Every record is to be printed exactly as it appears.

[DATA IN THIS EXERCISE Boundary: Start]

PR #349, opened 2025-01-22
docs: modified quickstart simple example

roynielsen17:
Adding a while loop to the index.md example with the ability to show what happens with looping, seeing multiple signals sent and handled, seeing the changed print statements when the signals are handled, when the inputs are changed and signals emitted.

example tested with python 3.9+ python on macos

### DIFF
--- a/docs/index.md
+++ b/docs/index.md
@@ -29,11 +29,19 @@ my_obj = MyObject()
 # You (or others) can connect callbacks to your signals
 @my_obj.value_changed.connect
 def on_change(new_value: str):
-    print(f"The value changed to {new_value}!")
+    print(f'Hi {new_value}!') # prints the new string - Hi {new_value}
 
-# The object may now emit signals when appropriate,
-# (for example in a setter method)
-my_obj.value_changed.emit('hi')  # prints "The value changed to hi!"
+# Mock event loop to see the effect of new signals with 
+# new values - watch the signal handler handle the changing values
+count = 0
+my_input = ""
+while count < 5:
+    my_input = input("enter a name here: ")
+
+    # The object may now emit signals when appropriate,
+    # (for example in a setter method)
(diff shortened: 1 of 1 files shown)


roynielsen17:
This submission is deliberately simpler than pyside6/Qt - to give people a very simple example of signals and slots so they don't have to learn the whole PySide/Qt Frameworks before understanding Signals and Slots. (I've programmed with them on and off for over a decade)

Here's  a more complex version that has a pytest component:

"""
Two ways to run this file:

% python changing_psygnal.py

% pytest changing_psygnal.py

"""

from psygnal import Signal
import pytest

class MyObject:
    # define one or signals as class attributes
    value_changed = Signal(str)

# create an instance
my_obj = MyObject()

# You (or others) can connect callbacks to your signals
@my_obj.value_changed.connect
def on_change(new_value: str):
    print(f'Hi {new_value}!') # prints the new string - Hi {new_value}
    my_obj.new_value = new_value

def get_name_and_say_hello():
    my_input = input("enter a name here: ")
    my_obj.value_changed.emit(str(my_input))
    return my_obj.new_value

if __name__ == "__main__":
    count = 0
    while count < 5:
        name = get_name_and_say_hello()
        print(f"Said Hi to.... {name}")
        count = count + 1

""" TEST """
def test_say_hello(monkeypatch):
    names = ['Sally', 'Bob', 'Harriet', 'Bart', 'Erica']
    count = 0
    while count < 5:
        monkeypatch.setattr('builtins.input', lambda _: names[count])
        result = get_name_and_say_hello()
        assert result == names[count]
        count = count + 1

tlambert03:
thanks for the suggestion @roynielsen17.  If you think this clarifies something about the usage pattern, I'm happy to include it

roynielsen17:
Absolutely!

Respectfully,
-Roy Nielsen

PR #354, opened 2025-02-02
refactor: have EmitLoopError inherit RuntimeError

tlambert03:
@Czaki how do you feel about this change.

I think it more accurately captures the semantics of an error during a callback, and it also is useful for try/except when you're also dealing with C++ object deleted from the qt side


tlambert03:
ah, looks like this is not easily done with mypyc

PR #379, opened 2025-07-01
feat: allow SignalInstances for evented dataclass fields to emit on field mutation (in addition to field change)

### LINKED ISSUE #375: Bubbled up events could/should trigger parent event
See discussion starting here:

https://github.com/pyapp-kit/psygnal/pull/298#issuecomment-3016241595

and converging here:

https://github.com/pyapp-kit/psygnal/pull/298#issuecomment-3016266083

Following the example in the docs: it would be good if we set up an evented dataclass as follows:

    from dataclasses import dataclass, field
    from psygnal import evented

    @evented(connect_child_events=True)  # default is True
    @dataclass 
    class Person:
        name: str = ""
        age: int = 0

    @evented(connect_child_events=True)  # default is True
    @dataclass
    class Team:
        name: str = ""
        leader: Person = field(default_factory=Person)
        
Then it would be good if when we set up:

```python
team = Team(
    name='A-team'
    leader=Person(name='Hannibal', age=59)
)
```

Then when Hannibal's birthday comes along, setting:

```python
team.leader.age = 60
```

Would trigger the callbacks connected to `team.events.leader` with the full value of `Person(name='Hannibal', age=60)`.

Currently, in order to receive bubbled up events from `leader`, one needs to subscribe to the `team.events()` group and filter out the `name` events. Additionally, `team.events.leader()` is an event that many users might reach for to be notified about changes in leader, and might expect to be triggered when an attribute in `leader` changes.

tlambert03:
closes #375

```python
@evented
@dataclass
class Person:
    name: str = ""
    age: int = 0

@evented
@dataclass
class Team:
    name: str = ""
    leader: Person = field(default_factory=Person)

team = Team(name="A-Team", leader=Person(name="Hannibal", age=59))

mock = Mock()
team.events.leader.connect(mock, emit_on_evented_child_events=True)
team.leader.age = 60
mock.assert_called_once_with(Person(name="Hannibal", age=60), None)
```

just want to express a slight degree of concern over the magic that is happening here :joy: ... i recognize that having `team.events.leader` not emit when you set `team.leader.age` *is* what @jni referred to elsewhere as an "attractive nuisance" ... but the semantics and mechanics have always been _consistent_ at least (even if it can be confusing to keep it all straight in your head what everything does): `team.events.leader` has always been emitted when `team.leader` is SET to something new (not when `team.leader` is mutated).

With this, we do absolutely begin to go down a more magical path of "I know what you probably wanted, let me just do that for you...".  I can't say for certain that this won't have unexpected consequences. 

-----

also, it's currently hard for us to retrieve the old value before the change, so while `team.events.leader` *usually* gets called back with `(new_leader, old_leader)` ... it's more difficult here for us to reconstruct the value of old_leader before the mutation occurred.  It's not that it's impossible... but it would either require a potentially error reconstruction of an old value, or temporary caching of the old_value somewhere.

so, that's why in the current example above, the callback received `None` for the second value (unlike the usual dataclass value-changed signal(

### DIFF
--- a/src/psygnal/_group.py
+++ b/src/psygnal/_group.py
@@ -346,8 +346,11 @@ class SignalRelay(SignalInstance):
                     if deref == slot:
                         return i
                     # Case 2: compiled path where we stored __call__ bound method
-                    owner = getattr(deref, "__self__", None)
-                    if isinstance(owner, _relay_partial) and owner == slot:
+                    # (these will never hit on codecov, but they are covered in tests)
+                    owner = getattr(deref, "__self__", None)  # pragma: no cover
+                    if (
+                        isinstance(owner, _relay_partial) and owner == slot
+                    ):  # pragma: no cover
                         return i
         return -1  # pragma: no cover
 


jni:
Just dug this one back up from my notifications. Any updated thoughts on this @tlambert03? I would very much like to have it. 😊 I've looked through the code and it's very nice and well documented. So only thing missing seems to be passing the tests (I haven't checked them), especially since default is False.

jni:
> I'd like to reserve the right to revert if unexpected downsides are revealed in the future :)

Fine by me! I'll play with it in "toy" projects like skan (😂) before going full bore with it in like napari. 😂 Having said that, you should probably add a note in the docstring that it could be removed! Not everyone is going to discover this feature via this PR to see your reservations!

PR #106, opened 2023-01-28
CW equal sides of an array

aepaysinger:


code_challenges/code_wars/equal_sides_of_an_array.py
```diff
@@ -0,0 +1,34 @@
...
+        j = 2
+        for i in range(len(self.numbers)):
+            left_side = sum(self.numbers[: i + 1])
+            right_side = sum(self.numbers[j:])
+            if left_side == right_side:
+                return i + 1
+            j += 1
+            if j > len(self.numbers):
+                break
+        return -1
```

[DATA IN THIS EXERCISE Boundary: End]

_RESULT OF THIS EXERCISE_
PR #349, opened 2025-01-22
docs: modified quickstart simple example

roynielsen17:
Adding a while loop to the index.md example with the ability to show what happens with looping, seeing multiple signals sent and handled, seeing the changed print statements when the signals are handled, when the inputs are changed and signals emitted.

example tested with python 3.9+ python on macos

### DIFF
--- a/docs/index.md
+++ b/docs/index.md
@@ -29,11 +29,19 @@ my_obj = MyObject()
 # You (or others) can connect callbacks to your signals
 @my_obj.value_changed.connect
 def on_change(new_value: str):
-    print(f"The value changed to {new_value}!")
+    print(f'Hi {new_value}!') # prints the new string - Hi {new_value}
 
-# The object may now emit signals when appropriate,
-# (for example in a setter method)
-my_obj.value_changed.emit('hi')  # prints "The value changed to hi!"
+# Mock event loop to see the effect of new signals with 
+# new values - watch the signal handler handle the changing values
+count = 0
+my_input = ""
+while count < 5:
+    my_input = input("enter a name here: ")
+
+    # The object may now emit signals when appropriate,
+    # (for example in a setter method)
(diff shortened: 1 of 1 files shown)


roynielsen17:
This submission is deliberately simpler than pyside6/Qt - to give people a very simple example of signals and slots so they don't have to learn the whole PySide/Qt Frameworks before understanding Signals and Slots. (I've programmed with them on and off for over a decade)

Here's  a more complex version that has a pytest component:

"""
Two ways to run this file:

% python changing_psygnal.py

% pytest changing_psygnal.py

"""

from psygnal import Signal
import pytest

class MyObject:
    # define one or signals as class attributes
    value_changed = Signal(str)

# create an instance
my_obj = MyObject()

# You (or others) can connect callbacks to your signals
@my_obj.value_changed.connect
def on_change(new_value: str):
    print(f'Hi {new_value}!') # prints the new string - Hi {new_value}
    my_obj.new_value = new_value

def get_name_and_say_hello():
    my_input = input("enter a name here: ")
    my_obj.value_changed.emit(str(my_input))
    return my_obj.new_value

if __name__ == "__main__":
    count = 0
    while count < 5:
        name = get_name_and_say_hello()
        print(f"Said Hi to.... {name}")
        count = count + 1

""" TEST """
def test_say_hello(monkeypatch):
    names = ['Sally', 'Bob', 'Harriet', 'Bart', 'Erica']
    count = 0
    while count < 5:
        monkeypatch.setattr('builtins.input', lambda _: names[count])
        result = get_name_and_say_hello()
        assert result == names[count]
        count = count + 1

tlambert03:
thanks for the suggestion @roynielsen17.  If you think this clarifies something about the usage pattern, I'm happy to include it

roynielsen17:
Absolutely!

Respectfully,
-Roy Nielsen

PR #354, opened 2025-02-02
refactor: have EmitLoopError inherit RuntimeError

tlambert03:
@Czaki how do you feel about this change.

I think it more accurately captures the semantics of an error during a callback, and it also is useful for try/except when you're also dealing with C++ object deleted from the qt side


tlambert03:
ah, looks like this is not easily done with mypyc

PR #379, opened 2025-07-01
feat: allow SignalInstances for evented dataclass fields to emit on field mutation (in addition to field change)

### LINKED ISSUE #375: Bubbled up events could/should trigger parent event
See discussion starting here:

https://github.com/pyapp-kit/psygnal/pull/298#issuecomment-3016241595

and converging here:

https://github.com/pyapp-kit/psygnal/pull/298#issuecomment-3016266083

Following the example in the docs: it would be good if we set up an evented dataclass as follows:

    from dataclasses import dataclass, field
    from psygnal import evented

    @evented(connect_child_events=True)  # default is True
    @dataclass 
    class Person:
        name: str = ""
        age: int = 0

    @evented(connect_child_events=True)  # default is True
    @dataclass
    class Team:
        name: str = ""
        leader: Person = field(default_factory=Person)
        
Then it would be good if when we set up:

```python
team = Team(
    name='A-team'
    leader=Person(name='Hannibal', age=59)
)
```

Then when Hannibal's birthday comes along, setting:

```python
team.leader.age = 60
```

Would trigger the callbacks connected to `team.events.leader` with the full value of `Person(name='Hannibal', age=60)`.

Currently, in order to receive bubbled up events from `leader`, one needs to subscribe to the `team.events()` group and filter out the `name` events. Additionally, `team.events.leader()` is an event that many users might reach for to be notified about changes in leader, and might expect to be triggered when an attribute in `leader` changes.

tlambert03:
closes #375

```python
@evented
@dataclass
class Person:
    name: str = ""
    age: int = 0

@evented
@dataclass
class Team:
    name: str = ""
    leader: Person = field(default_factory=Person)

team = Team(name="A-Team", leader=Person(name="Hannibal", age=59))

mock = Mock()
team.events.leader.connect(mock, emit_on_evented_child_events=True)
team.leader.age = 60
mock.assert_called_once_with(Person(name="Hannibal", age=60), None)
```

just want to express a slight degree of concern over the magic that is happening here :joy: ... i recognize that having `team.events.leader` not emit when you set `team.leader.age` *is* what @jni referred to elsewhere as an "attractive nuisance" ... but the semantics and mechanics have always been _consistent_ at least (even if it can be confusing to keep it all straight in your head what everything does): `team.events.leader` has always been emitted when `team.leader` is SET to something new (not when `team.leader` is mutated).

With this, we do absolutely begin to go down a more magical path of "I know what you probably wanted, let me just do that for you...".  I can't say for certain that this won't have unexpected consequences. 

-----

also, it's currently hard for us to retrieve the old value before the change, so while `team.events.leader` *usually* gets called back with `(new_leader, old_leader)` ... it's more difficult here for us to reconstruct the value of old_leader before the mutation occurred.  It's not that it's impossible... but it would either require a potentially error reconstruction of an old value, or temporary caching of the old_value somewhere.

so, that's why in the current example above, the callback received `None` for the second value (unlike the usual dataclass value-changed signal(

### DIFF
--- a/src/psygnal/_group.py
+++ b/src/psygnal/_group.py
@@ -346,8 +346,11 @@ class SignalRelay(SignalInstance):
                     if deref == slot:
                         return i
                     # Case 2: compiled path where we stored __call__ bound method
-                    owner = getattr(deref, "__self__", None)
-                    if isinstance(owner, _relay_partial) and owner == slot:
+                    # (these will never hit on codecov, but they are covered in tests)
+                    owner = getattr(deref, "__self__", None)  # pragma: no cover
+                    if (
+                        isinstance(owner, _relay_partial) and owner == slot
+                    ):  # pragma: no cover
                         return i
         return -1  # pragma: no cover
 


jni:
Just dug this one back up from my notifications. Any updated thoughts on this @tlambert03? I would very much like to have it. 😊 I've looked through the code and it's very nice and well documented. So only thing missing seems to be passing the tests (I haven't checked them), especially since default is False.

jni:
> I'd like to reserve the right to revert if unexpected downsides are revealed in the future :)

Fine by me! I'll play with it in "toy" projects like skan (😂) before going full bore with it in like napari. 😂 Having said that, you should probably add a note in the docstring that it could be removed! Not everyone is going to discover this feature via this PR to see your reservations!

PR #106, opened 2023-01-28
CW equal sides of an array

aepaysinger:


code_challenges/code_wars/equal_sides_of_an_array.py
```diff
@@ -0,0 +1,34 @@
...
+        j = 2
+        for i in range(len(self.numbers)):
+            left_side = sum(self.numbers[: i + 1])
+            right_side = sum(self.numbers[j:])
+            if left_side == right_side:
+                return i + 1
+            j += 1
+            if j > len(self.numbers):
+                break
+        return -1
```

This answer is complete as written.